What comes to mind is the Alan Sokal hoax and the editors who were completely taken in by it; the subject matter was this sort of anti-realism.

Comment author: David_Gerard 04 January 2011 04:53:49PM *  1 point [-]

Yes, because Sokal didn't achieve anything actually noteworthy. He deliberately chose a very bad and ill-regarded journal (not even peer-reviewed) to hoax. Don't believe the hype.

Postmodernism contains stupendous quantities of cluelessness, introspection and bullshit, it's true. However, it's not a useless field and saying trivially stupid things is not "archetypal" any more than being a string theorist requires the personal abuse skills of Lubos Motl.

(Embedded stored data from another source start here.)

PR #3186, opened 2024-11-12
Support the Standalone Alarm Logging service

jeonghanlee:
Hi Kunal @shroffk and Kay @kasemir 

Based on our mode of operation, we want to run the alarm logging service (alarm-logger) as a standalone service.

For the elasticsearch folder relocation with the limited requirement, we've verified that the Pheobus alarm log table and the standalone alarm logging service work well without printing our so many error messages regarding the communication to the alarm server (Kafka). This could be a potential use for independent alarm studies without interfering with a production environment. 

Please let us know what you think about this PR.

P.S. I @jeonghanlee  updated the README to reflect the minimal documentation description of the service. It looks like a lot of the documentation will be updated to reflect what we have changed since a couple of years ago. We can discuss them when we have the meeting together later this year or next year.

### DIFF
--- a/services/alarm-logger/README.md
+++ b/services/alarm-logger/README.md
@@ -1,6 +1,7 @@
-# Alarm Logging
+# Alarm Logging Service
 
-Logging alarm state and other messages to an elastic back end.
+The alarm logging service (aka alarm-logger) records all alarm messages to create an archive of all alarm state changes and the associated actions.
+This is an elasticsearch back end.
 
 ## Dependencies ##
 1. Elasticsearch version 8.x OS specific release can be found here:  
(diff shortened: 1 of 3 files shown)


kasemir:
Fine with me.
For what it's worth, my view of the alarm logger is as a tool that forwards messages from a running alarm system to elastic.
You might be able to replace it with Logstash, input = Kafka, output = elastic.
I then look at the alarm stats in Kibana.
The 'standalone' alarm logger option is mostly for the alarm history table, but you can get that same information from Kibana as well.

jeonghanlee:
> Fine with me. For what it's worth, my view of the alarm logger is as a tool that forwards messages from a running alarm system to elastic. You might be able to replace it with Logstash, input = Kafka, output = elastic. I then look at the alarm stats in Kibana. The 'standalone' alarm logger option is mostly for the alarm history table, but you can get that same information from Kibana as well.

@kasemir I agree with you about the main purpose of the alarm logging service, yes, we can do that through Kibana and something else. However, I would like to keep it at least in some basic way within Phoebus and its service environment. Phoebus Alarm Log Table is not in good shape either, but still it can help users to find and search what Alarm Logging Service can do without any external dependencies.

Comparing the worst of the field you don't like to the best of your own field remains fallacious.

Comment author: NancyLebovitz 04 January 2011 05:00:16PM 0 points [-]

Sokal also revealed the hoax as soon as his piece was published. He didn't allow time for other people in the field to notice it.

Comment author: orthonormal 04 January 2011 05:06:12PM 1 point [-]

Didn't know that. Fair enough.

Comment author: David_Gerard 04 January 2011 05:21:26PM 1 point [-]

To be fair to Sokal, he didn't make such a huge fuss about it either; it was a small prank on his part, just having fun with people who were being silly. The problem is that the story resonates ("Sokal hoax" ~= "slays dragon of stupidity") in ways that aren't quite true.